Reconsider (RONR)
- Class: Motion that brings a question again before the assembly
- In order when another has the floor?: When another has been assigned the floor, but not after he has begun to speak
- Requires second?: Yes
- Debatable?: If motion to be reconsidered is debatable, in which case debate can go into that question
- May be reconsidered?: No
- Amendable?: No
- Vote required: Majority

= Reconsideration of a motion =

Motion in parliamentary procedure

In parliamentary procedure, reconsideration of a motion (or reconsideration of a question) may be done on a matter previously decided. The motion to "reconsider" is used for this purpose. This motion originated in the United States and is generally not used in parliaments. A special form of this motion is reconsider and enter on the minutes.

== Explanation and use ==

===Robert's Rules of Order Newly Revised===

A matter that was voted on could be brought back again through the motion to reconsider. Under Robert's Rules of Order Newly Revised (RONR), this motion must be made within a limited time after the action on the original motion: either on the same day or in the case of a multi-day session (such as a convention), on the next day within the session in which business is conducted.

Until the motion to reconsider is disposed of or lapses, the effect of the original vote is suspended, and no action may be taken to implement it. This is in contrast to the motion to rescind, which may be made at any later meeting, but until passed, has no effect on the original decision.

The motion to reconsider may be made only by a member who voted on the prevailing side in the original vote (such as someone who voted "yes" if the motion had passed or voted "no" if the motion was defeated). If another member disputes an assertion by the maker of the motion to reconsider that he voted on the prevailing side, the member moving to reconsider is to be believed unless the record of a roll call vote says otherwise.
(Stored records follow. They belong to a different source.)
PR #9007, opened 2015-08-09
Made Armor upgradable

reaperrr:
This allows to change armor on levelup, and even add additional armor types.

### DIFF
--- a/OpenRA.Mods.Common/Warheads/DamageWarhead.cs
+++ b/OpenRA.Mods.Common/Warheads/DamageWarhead.cs
@@ -9,6 +9,7 @@
 #endregion
 
 using System.Collections.Generic;
+using System.Linq;
 using OpenRA.Mods.Common.Traits;
 using OpenRA.Traits;
 
@@ -34,13 +35,13 @@ namespace OpenRA.Mods.Common.Warheads
 				: new Dictionary<string, int>();
 		}
 
-		public int DamageVersus(ActorInfo victim)
+		public int DamageVersus(Actor victim)
 		{
-			var armor = victim.Traits.GetOrDefault<ArmorInfo>();
-			if (armor != null && armor.Type != null)
+			var armor = victim.TraitsImplementing<Armor>().Where(a => !a.IsTraitDisabled && a.Info.Type != null);
+			foreach (var a in armor)
 			{
 				int versus;
-				if (Versus.TryGetValue(armor.Type, out versus))
+				if (Versus.TryGetValue(a.Info.Type, out versus))
 					return versus;
 			}
 
@@ -60,7 +61,7 @@ namespace OpenRA.Mods.Common.Warheads
 
 		public virtual void DoImpact(Actor victim, Actor firedBy, IEnumerable<int> damageModifiers)
 		{
-			var damage = Util.ApplyPercentageModifiers(Damage, damageModifiers.Append(DamageVersus(victim.Info)));
+			var damage = Util.ApplyPercentageModifiers(Damage, damageModifiers.Append(DamageVersus(victim)));
 			victim.InflictDamage(firedBy, damage, this);
 		}
 	}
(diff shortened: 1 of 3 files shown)


reaperrr:
Note: While not strictly a requirement, it would be better if #9006 was merged first so I can get rid of the `CanTargetActor` work-arounds.

Mailaender:
You could set up the crates. The animation sequences have already been identified:

* https://github.com/OpenRA/OpenRA/blob/bleed/mods/cnc/sequences/misc.yaml#L168
* https://github.com/OpenRA/OpenRA/blob/bleed/mods/ts/sequences/misc.yaml#L52
* https://github.com/OpenRA/OpenRA/blob/bleed/mods/ra/sequences/misc.yaml#L312

reaperrr:
> You could set up the crates. The animation sequences have already been identified:

The 'armor' crates in the originals simply halved the damage taken, which is already possible (and easier to do) with the `DamageMultiplier` trait.

I don't mind setting up armor crates, but not as part of this PR.

pchote:
FYI we used to have the separate stat crates in RA and TD, but we decided to replace them all with the veterancy crate because individual stat upgrades don't really make sense for us (remember: the original games didn't have any veterancy).

GraionDilach:
TS/RA2 had both. The crate-given individual stat was bigger than the stat one would gain from ranking.

reaperrr:
Rebased.

OpenRA.Mods.Common/Warheads/DamageWarhead.cs
```diff
@@ -34,13 +35,13 @@ public static object LoadVersus(MiniYaml yaml)
...
 
-		public int DamageVersus(ActorInfo victim)
+		public int DamageVersus(Actor victim)
 		{
-			var armor = victim.Traits.GetOrDefault<ArmorInfo>();
-			if (armor != null && armor.Type != null)
+			var armor = victim.TraitsImplementing<Armor>().Where(a => !a.IsTraitDisabled && a.Info.Type != null);
+			foreach (var a in armor)
 			{
 				int versus;
```
GraionDilach: Move the creation of this out from the foreach, with a default value of 100 and multiply it here to let more armors stack with each other, also move the return out from the foreach too.

reaperrr: I've now wasted 4 hours trying to make this work with no success, so unless someone else comes up with some concrete, working code, there's no telling when this will be finished.

reaperrr:
I don't know how to handle IEnumerable and Versus.TryGetValue in order to make armor effects stack. Wasted over 5 hours so far without success.

GraionDilach:
Give me tomorrow.

GraionDilach:
Filed https://github.com/reaperrr/OpenRA/pull/9.

reaperrr:
> Filed reaperrr#9.

Looks so simple...
Thanks, updated.

Also updated test case (disabled veterancy damage modifier at first two rank-ups, so any changes to received damage are entirely caused by the armor).

reaperrr:
Explanation on test case for reviewers:

The correct behavior when shooting at the allied jeep should be

- medium/heavy tank deal 75% of max. damage before rank-up, 100% after both 1st and 2nd rank-up (at 2nd rank-up, the jeep has two 'layers' of heavy armor, but cannons have 100% versus heavy, so 100% * 100% = 100%).

- light tank does 100% damage befor rank-up, 40% after 1st rank-up, 16% after 2nd rank-up (40% * 40%).

GraionDilach:
I don't know how my :+1: would be valid after that patch... but yea, I say :+1:

penev92:
This removes the `.TryGetValue()` safety net, but I'm OK with that.
Works :+1:

reaperrr:
> I don't know how my :+1: would be valid after that patch... but yea, I say :+1:

Well, I reviewed and tested your patch, and I assume you tested it as well, so in my opinion this PR has +2 already.

penev92:
Good enough for me. I'll merge when you remove the test commits.

reaperrr:
Test case removed.

penev92:
Thanks.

The motion to reconsider is debatable to the extent that the motion being reconsidered is debatable.

The making of the motion to reconsider takes precedence over all other motions and yields to nothing. It is not, however, considered at the time it is made if other business is pending, and the timing of its consideration depends on the ranking of the motion that led to the vote to be reconsidered. If it could not be considered at the time, a member could call up the motion to reconsider when it is appropriate to do so.
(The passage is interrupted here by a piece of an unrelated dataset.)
PR #9016, opened 2015-08-09
TS vanilla rocket explosions

OmegaBolt:
-- Uses vanilla TS explosions when impacting the ground
-- All use twlt variants in the air with their vanilla sound effects (this is not vanilla but "<+Mailaender> It think it is required to indicate hits on aircraft." and it's not a bad idea)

===Standard Code of Parliamentary Procedure===
The Standard Code of Parliamentary Procedure (TSC) treats the motion to reconsider differently in the following ways. This motion could be made by any member (not just one who voted on the prevailing side). It is debatable only as to the reasons for reconsideration, and the original motion is opened for debate only if the motion for reconsideration passes. Only votes on main motions may be reconsidered (not secondary motions). If made while other business is pending, the motion to reconsider is taken up as soon as the other business is disposed of (it does not wait for someone to call up the motion).

===Legislative use===
In American legislative bodies, there is a strong tradition of affirming the right to reconsider with almost no restrictions. As with the case in other assemblies, reconsideration is not allowed if another motion would accomplish the result more directly (e.g. take from the table instead of reconsidering the motion to lay on the table). It is also not possible to reconsider if vested rights have been acquired because of the action, or the subject is otherwise beyond the control or out of reach of the body taking the original action.

Mason's Manual of Legislative Procedure states that there are no time limits with the motion to reconsider other than the practical limits of the item being within the reach of the assembly.
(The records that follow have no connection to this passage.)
Issue #8603, opened 2015-06-29
TD Ranking


AoAGeneral:
Ranking I think is a good addition but the ranking is way to powerful. Rank 1 and 2 in example for recon bikes and infantry causing them to move way to fast for any vehicle to catch up to them. At max rank bike they move faster then the A10 planes.

Suggestion: Make small gains for ranking rather then big upgrades

Unit158:
Another idea: We could change how things are upgraded when they rank up. ATM, most "AA" weapons are too slow to be very effective versus air, so we could see about improving the weapon when the unit ranks up, and reduce the speed (for example).

AoAGeneral:
This could be a good idea. However, some people may prefer to have faster speed and regret the rank up system instead.

penev92:
Addressed in #9017.

PR #9017, opened 2015-08-09
Rebalanced stat gains from rank-up

reaperrr:
It was mentioned on IRC that the first, relatively powerful rank-up allows jeeps, for example, to safely bring infantry like spies and engineers to enemy buildings.

This is mainly because the firepower, armor and speed bonuses are about 10% each on first rank-up, whereas the next two, harder to reach rank-ups only add 4-5%.

This lowers the initial buffs, generally flattens the 'armor' curve for level-ups, and lowers the maximum bonus for armor and speed.

### DIFF
--- a/mods/cnc/rules/defaults.yaml
+++ b/mods/cnc/rules/defaults.yaml
@@ -17,13 +17,13 @@
 			1600: firepower, damage, speed, reload, inaccuracy, rank, eliteweapon, selfheal
 	FirepowerMultiplier@EXPERIENCE:
 		UpgradeTypes: firepower
-		Modifier: 110, 115, 120, 130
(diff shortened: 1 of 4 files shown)


Mailaender:
:+1: I can follow the reasoning. Leveled up yaks can also out-run SAM missiles etc.

pchote:
Fixes #8603.

penev92:
Seems legit :+1:

penev92:
[Changelog](https://github.com/OpenRA/OpenRA/wiki/Changelog-%28bleed%29/_compare/c811593fe0400ab73c96f5546a2603c1543b6829...a8017c81acbfd688120d6de89209773fc9f2f7f0)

The rules in these bodies may provide that any member can make the motion to reconsider, not just someone who voted on the prevailing side (such as California Senate Rule No. 43 and New York Senate Rule No. VI).

Mason's Manual permits a member to give notice of the motion to reconsider.

In the U.S. Congress, there are specific limits to the motion to reconsider. In addition, a custom that is followed in this body is that following a vote, the speaker or speaker pro tempore (in the US House of Representatives) or president or acting president pro tempore (in the US Senate) typically announces that, "without objection, the motion to reconsider is laid upon the table." Although no motion to reconsider (or to table) has actually been made, the making of this statement (unless there is objection) precludes the making of a future motion for reconsideration and makes the vote final.

==Reconsider and enter on the minutes==

The motion to reconsider and enter on the minutes is a special form of the motion to reconsider that automatically halts a passed motion from taking effect until it is called up at another meeting, which cannot be held on the same day. Its purpose is to delay a temporary majority from taking action on a measure until there is time to notify absent members.

This motion is needed in large societies with frequent meetings and small quorums. For example, at a long meeting, many members may have left, leaving a quorum consisting mostly of a group determined to take certain action. In this case, this motion prevents the vote on that action from becoming final.

This motion cannot be applied to motions whose object would be defeated by the delay.

Demeter's Manual notes, "If the motion to reconsider and enter a question is not called up before adjournment of the next meeting, the objectionable act then goes into effect upon adjournment. To reconsider and enter is out of order when its purpose is obviously dilatory." It is allowed to withdraw the motion to reconsider and enter before the end of the meeting in which it is made.

The Standard Code of Parliamentary Procedure does not have this motion.